PR #109, opened 2016-03-02
Update pelias-wof-admin-lookup and remove process.exit temp hack

dianashk:
Connected to pelias/wof-admin-lookup#21


orangejulius:
Hooray! :+1:

PR #135, opened 2016-04-21
Increment package version to 4.0.0

dianashk:


dianashk:
```
$ npm publish
+ pelias-openstreetmap@4.0.0
```

orangejulius:
PRs with version increments are kinda weird because what if I thumbs down this? you can't undo the publish :(

orangejulius:
but, also :+1:

dianashk:
yeah, I realized that after seeing the greenkeeper PR that was failing as soon as I moved this into the review column. Sorry. Let's discuss the right way to do the version increments.

PR #141, opened 2016-06-10
Check the proper admin lookup config properties

orangejulius:
The admin lookup stream code was incorrectly checking the wrong
property, making it harder to enable admin lookup.

Thanks to @DylanFrese for helping us figure this out.

Related: pelias/wof-admin-lookup#52
Fixes pelias/wof-admin-lookup#51


trescube:
👍

PR #149, opened 2016-07-06
Update travis

orangejulius:
The usual updates that we have been slowly rolling out to other repos:

* Add Node 6, drop Node 0.10
* Only specify major versions for Node, so the latest minor release gets used automatically
* Cache node_modules dir to speed things up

┄┄┄┄┄┄

- Work task: Read the listing. Report every line that includes the word "this".

- Exercise solution:
PRs with version increments are kinda weird because what if I thumbs down this? you can't undo the publish :(
yeah, I realized that after seeing the greenkeeper PR that was failing as soon as I moved this into the review column. Sorry. Let's discuss the right way to do the version increments.
Thanks to @DylanFrese for helping us figure this out.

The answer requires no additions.